Oak Ridge Countrywide Laboratory has released the overview of its Crusher procedure which is powered by AMD’s Optimized 3rd Gen EPYC CPUs & Intuition MI250X GPUs.
ORNL’s All AMD-Run Crusher Program Overview Posted: Attributes Optimized third Gen EPYC CPUs & Intuition MI250X GPUs
The Crusher technique is a take a look at system for ORNL’s upcoming Frontier supercomputer which will aspect the most up-to-date AMD EPYC ‘Trento’ CPUs and Intuition MI250X ‘Aldebaran’ GPUs. As such, it has lesser amount of nodes but even so, it packs a lot of punch presented the significant amount of money of CPU/GPU cores that are showcased within just it.
Crusher is an National Centre for Computational Sciences (NCCS) moderate-safety program that contains equivalent hardware and related computer software as the impending Frontier method. It is utilized as an early-accessibility testbed for Centre for Accelerated Software Readiness (CAAR) and Exascale Computing Job (ECP) teams as effectively as NCCS personnel and our vendor companions.
The overview revealed by ORNL states that the Crushes take a look at process will consist of two cabinets, a person with 128 compute nodes and the other with sixty four compute nodes, totaling 192 compute nodes in the whole configuration. Each node functions a solitary sixty four-core AMD EPYC 7A53 CPU which is primarily based on the third Gen Optimized EPYC CPU architecture. We know that Frontier is heading to be driven by AMD’s Trento CPUs which is an optimized variation of the Milan chip. It characteristics the same sixty four cores and 128 threads but optimizations to clocks and ability effectiveness. Every single CPU will have access to 512 GB DDR4 memory.
For the GPU side, each node will characteristic four AMD Instinct MI250X GPUs, packing two GCDs and every single node treats the GCD as a independent GPU so Crusher will have obtain to eight GPUs in full. Each individual MI250X GPU delivers up to fifty two TFLOPs of peak FP64 compute horsepower, 220 compute models (one hundred ten for every GCD) & 128 GB of HBM2e memory (64 GB per GPU) for up to three.2 TB/s bandwidth for every MI250X accelerator. Each GCD is linked jointly via an Infinity Material backlink that delivers 200 GB/s bi-directional bandwidth.

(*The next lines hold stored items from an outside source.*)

PR #845, opened 2022-12-08
Tooltip provider for easily sharing tooltip amongst multiple elements

### LINKED ISSUE #837: [FEAT REQ] Easier way to attach tooltips to dynamically generated elements
In v4, I was able to create a single `<ReactTooltip />` somewhere on my application, and use the `data-for` prop to share that same tooltip across all text elements (for example) in a table. Since it doesn't seem to be any obvious way to do this in v5, I'm left with using wrapper components that generate an id (#836 is quite relevant here) for my anchor element, alongside the `<Tooltip />` element.

I'm not sure if there is another way to do this aside from the `data-*` method, but it would definitely be very helpful, since that was a very convenient feature in v4. Anyway, I'll understand if this is something the package is trying to shy away from completely in v5.

Another alternative that would make things easier, would be to go the `@mui/material` route, and be able to use the tooltip as a wrapper to the anchor element, but I'm not sure how viable that would be for the v5 architecture.

### LINKED ISSUE #847: One tooltip, many anchors
One of the big advantages of `react-tooltip` <= v4 was you could have a single tooltip somewhere in the root of your application and just scatter the `data-tip` attribute around your application and it would "just work". It looks like having a specific `anchorId` -> `id` relationship in v5 enforces a 1:1 relationship. Unless undocumented, can we support or provide non-verbose ways to achieve this? Thanks.

gabrieljablonski:
Closes #837 
Closes #847

Using just `anchorId` without the provider should still work fine.
See [App.tsx](https://github.com/ReactTooltip/react-tooltip/blob/6d647dcbb28898a88f80088d8f196a8cc0f86cda/src/App.tsx) for usage example.

The only major feature missing is using a prop such as `data-tooltip-id` on the anchor element and filtering the event listener and observer subscriptions by the tooltip id. 
The provider also has to keep the `anchorRefs` and `activeAnchor` separate by tooltip id. 

Instead of using `data-tooltip-id`, it would also be possible to change the context data signature  to something such as
```ts
interface TooltipContextData {
  getAnchorRefs: (tooltipId?: string) => Set<React.RefObject<HTMLElement>>
  attach: (...ref: React.RefObject<HTMLElement>[], tooltipId?: string) => void
  detach: (...ref: React.RefObject<HTMLElement>[], tooltipId?: string) => void
  getActiveAnchor: (tooltipId?: string) => React.RefObject<HTMLElement>
  setActiveAnchor: React.Dispatch<React.SetStateAction<React.RefObject<HTMLElement>>>
}
```

`tooltipId` is used to keep track of which tooltip is being accessed.

Without a change like one of these two, the provider only works with one `<Tooltip />` element.

If needed, multiple providers (one `<Tooltip />` inside each) can be separately used as a workaround.


src/components/TooltipController/TooltipController.tsx
```diff
@@ -125,20 +118,25 @@ const TooltipController = ({
...
-    if (!anchorId) {
-      // eslint-disable-next-line @typescript-eslint/no-empty-function
-      return () => {}
+    if (content) {
+      setTooltipContent(content)
+    }
+    if (html) {
+      setTooltipContent(html)
     }
+  }, [content, html])
```
danielbarion, line 127: Much better, thanks!

src/components/Tooltip/Tooltip.tsx
```diff
@@ -28,10 +28,10 @@ const Tooltip = ({
   isOpen,
   setIsOpen,
 }: ITooltip) => {
-  const tooltipRef = createRef()
-  const tooltipArrowRef = createRef()
-  const tooltipShowDelayTimerRef = useRef<ReturnType<typeof setTimeout>>()
-  const tooltipHideDelayTimerRef = useRef<ReturnType<typeof setTimeout>>()
+  const tooltipRef = useRef<HTMLElement>(null)
+  const tooltipArrowRef = useRef<HTMLDivElement>(null)
```
gabrieljablonski, line 32: was `createRef()` being used intentionally? didn't seem like it. `useRef()` is preferred when using functional components

src/components/Tooltip/Tooltip.tsx
```diff
@@ -28,10 +28,10 @@ const Tooltip = ({
...
+  const tooltipShowDelayTimerRef = useRef<NodeJS.Timeout | null>(null)
+  const tooltipHideDelayTimerRef = useRef<NodeJS.Timeout | null>(null)
```
gabrieljablonski, line 34: it is usually recommend to add a default value to `useRef()`

src/components/TooltipController/TooltipControllerTypes.d.ts
```diff
@@ -26,3 +26,18 @@ export interface ITooltipController {
...
+    'data-tooltip-html'?: string
+    'data-tooltip-variant'?: VariantType
+    'data-tooltip-offset'?: number
+    'data-tooltip-wrapper'?: WrapperType
+    'data-tooltip-events'?: EventsType[]
+    'data-tooltip-position-strategy'?: PositionStrategy
+    'data-tooltip-delay-show'?: number
+    'data-tooltip-delay-hide'?: number
+  }
+}
```
gabrieljablonski, line 43: this will be relevant after figuring out how to emit all types to the build `react-tooltip.d.ts` file.

Autocomplete doesn't work too well with attributes with a `-` in them, but this should enable autocomplete for the values, and throw a compile error when using invalid values.

For example, an element such as `<div data-tooltip-place="botom" />` would not compile (`botom` is not a valid value for `place`)

src/components/Tooltip/Tooltip.tsx
danielbarion: yeah, you're right!

can you do the change and test if the behavior still as expected, please?

src/components/TooltipController/TooltipControllerTypes.d.ts
danielbarion: Oh, got it!

src/components/Tooltip/Tooltip.tsx
```diff
@@ -130,58 +149,80 @@ const Tooltip = ({
...
-  }, [show, isOpen, anchorId])
+  }, [])
 
   return (
     <WrapperElement
       id={id}
       role="tooltip"
       className={classNames(styles['tooltip'], styles[variant], className, {
-        [styles['show']]: isOpen || show,
+        [styles['show']]: !calculatingPosition && (isOpen || show),
```
gabrieljablonski, line 215: The current lifecycle of the tooltip with multiple anchors:

1. New active anchor is set
2. Position calculation (in `Tooltip`) and data attributes observer (in `TooltipController`) effets are triggered
3. New data attributes are set
4. Position calculation resolves, and position-related styles are set

Since 3 and 4 happen asynchronously, they resolve at different times (I believe 3 always resolves first), resulting in the tooltip rendering twice. 

`calculatingPosition` is used to hide the tooltip until 4 resolves, which ensures data attributes and the position have been updated.

This feels like a very hacky solution, so we should probably find a better way to make 3 and 4 happen on the same render cycle.

src/components/Tooltip/Tooltip.tsx
```diff
@@ -64,12 +68,19 @@ const Tooltip = ({
     }, delayHide)
   }
 
-  const handleShowTooltip = () => {
+  const handleShowTooltip = (e?: Event) => {
+    if (!e) {
```
danielbarion, line 72: I believe we should use explicit words, like `event` instead of `e`

src/components/Tooltip/Tooltip.tsx
```diff
@@ -64,12 +68,19 @@ const Tooltip = ({
...
+      return
+    }
     if (delayShow) {
       handleShowTooltipDelayed()
     } else {
       handleShow(true)
     }
+    setActiveAnchor((anchor) =>
+      anchor.current === e.target ? anchor : { current: e.target as HTMLElement },
```
danielbarion, line 81: I believe we should use explicit words, like `event` instead of `e`

src/components/Tooltip/Tooltip.tsx
```diff
@@ -64,12 +68,19 @@ const Tooltip = ({
...
+    )
+    setProviderActiveAnchor({ current: e.target as HTMLElement })
```
danielbarion, line 83: I believe we should use explicit words, like `event` instead of `e`

src/components/Tooltip/Tooltip.tsx
```diff
@@ -102,14 +113,22 @@ const Tooltip = ({
...
+    }
 
-    if (!elementReference) {
+    if (!elementRefs.size) {
       // eslint-disable-next-line @typescript-eslint/no-empty-function
       return () => {}
     }
 
-    const enabledEvents: { event: string; listener: () => void }[] = []
+    const enabledEvents: { event: string; listener: (e?: Event) => void }[] = []
```
danielbarion, line 131: I believe we should use explicit words, like `event` instead of `e`

danielbarion (changes requested):
The looks nice to me, but only 2 things:

I believe we should use explicit words, like `event` instead of `e`.

And can you create docs inside `docs` folder related to the new possibility of use of the Tooltip, please?

src/components/TooltipProvider/TooltipWrapper.tsx
```diff
@@ -27,25 +26,23 @@ const TooltipWrapper = ({
...
+      data-tooltip-offset={offset}
+      data-tooltip-wrapper={wrapper}
+      data-tooltip-events={events}
+      data-tooltip-position-strategy={positionStrategy}
+      data-tooltip-delay-show={delayShow}
+      data-tooltip-delay-hide={delayHide}
+    >
+      {children}
+    </span>
+  )
```
gabrieljablonski, line 45: After some testing, I've realized `cloneElement()` doesn't work super well when passing functional components as children to the wrapper.

Using an actual DOM element (`span` seems ok) didn't seem to cause any issues.

danielbarion (approved):
looks good to me!

PR #861, opened 2022-12-15
feat: add v4's `float` effect (follow mouse position)

gabrieljablonski:
### TODO
- Create and handle `float: boolean` prop to add `mousemove` event listener (is there really a need for an `effect: 'solid' | 'float'` prop?)
- Handle offset according to `place` value
- `handleShowTooltip()` should also use virtual element when `float` is `true`


danielbarion:
I believe we really need to give the option to use a fixed tooltip or this one, both situations are for different use cases.

Also, do you know if for float option is there a way to not let the arrow corner go out of the tooltip container like the image?

image

The implementation looks good to me.

gabrieljablonski:
> I believe we really need to give the option to use a fixed tooltip or this one, both situations are for different use cases.

For sure. I just meant instead of v4's `effect` prop to select which mode to use, we could simply add a boolean `float` or `followMouse` to enable this mode.

> Also, do you know if for float option is there a way to not let the arrow corner go out of the tooltip container like the image?

It'll probably not be too hard to add a minimum distance between the tooltip border and the arrow position.

docs/docs/upgrade-guide/changelog-v4-v5.md
```diff
@@ -8,74 +8,76 @@ If you are using V4 and want to use V5, please read this doc.
...
-- [ ] disable - **Deprecated** | in V5 -> state can be controlled or uncontrolled
-- [ ] scrollHide - not implemented yet, if many users need this feature, we will validate if we wrok on this one.
-- [ ] resizeHide - not implemented yet, if many users need this feature, we will validate if we wrok on this one.
-- [x] wrapper - `data-wrapper`
-- [ ] bodyMode - **Deprecated**
-- [ ] clickable - **Deprecated** | Supported by default in V5
-- [ ] disableInternalStyle - **Deprecated** | in V5 -> CSS will be a separate file and can be imported or not
+- [x] `children`
+- [x] `place` - also available on anchor element as `data-tooltip-place`
+- [ ] `type` - use `variant`. also available on anchor element as `data-tooltip-variant`
```
gabrieljablonski, line 46: Having both the empty brackets `[ ]` and `**Deprecated**` seemed redundant.

src/components/Tooltip/Tooltip.tsx
```diff
@@ -151,15 +217,37 @@ const Tooltip = ({
...
+
+    if (float) {
+      if (lastFloatPosition) {
+        /*
+          Without this, changes to `content`, `place`, `offset`, ..., will only
+          trigger a position calculation after a `mousemove` event.
+
+          To see why this matters, comment this line, run `yarn dev` and click the
+          "Hover me!" anchor.
+        */
```
gabrieljablonski, line 244: For future reference!

src/components/Tooltip/Tooltip.tsx
```diff
@@ -151,15 +217,37 @@ const Tooltip = ({
...
+        handleTooltipPosition(lastFloatPosition)
+      }
+      // if `float` is set, override regular positioning
+      return () => null
+    }
```
gabrieljablonski, line 249: For future reference!

danielbarion (approved):

danielbarion (approved):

Conversing about interconnects, the AMD EPYC CPUs are related to the GPU with Infinity Fabric with a peak bandwidth of 36+36 GB/s. The Crusher nodes are connected by means of 4 HPE Slingshot two hundred Gbit per 2nd NICs (twenty five GB/s) furnishing a node-injection bandwidth of 800 Gbps (100 GB/s).
There are [4x] NUMA domains for every node and [2x] L3 cache locations for every NUMA for a whole of [8x] L3 cache regions. The eight GPUs are each and every affiliated with one of the L3 regions as follows:
- components threads 000-007, 064-071 | GPU 4
- hardware threads 008-015, 072-079 | GPU 5
- hardware threads 016-023, 080-087 | GPU two
- hardware threads 024-031, 088-095 | GPU three
- components threads 032-039, 096-103 | GPU six
- hardware threads 040-047, 104-111 | GPU 7
- hardware threads 048-055, 112-119 | GPU
- hardware threads 056-063, a hundred and twenty-127 | GPU 1
The next block diagram of a singular Crusher node displays the inter-link bandwidths in between the AMD EPYC CPUs and Intuition MI250X GPU accelerators:
In addition to that, the Crusher system also hots 250 PB of storage with a peak compose speed of 2.five TB/s, with accessibility to the middle-wide NFS-centered filesystem. Be expecting to see additional from AMD’s EPYC CPU and Instinct GPU platforms when they grow to be operational in the Frontier supercomputer this year.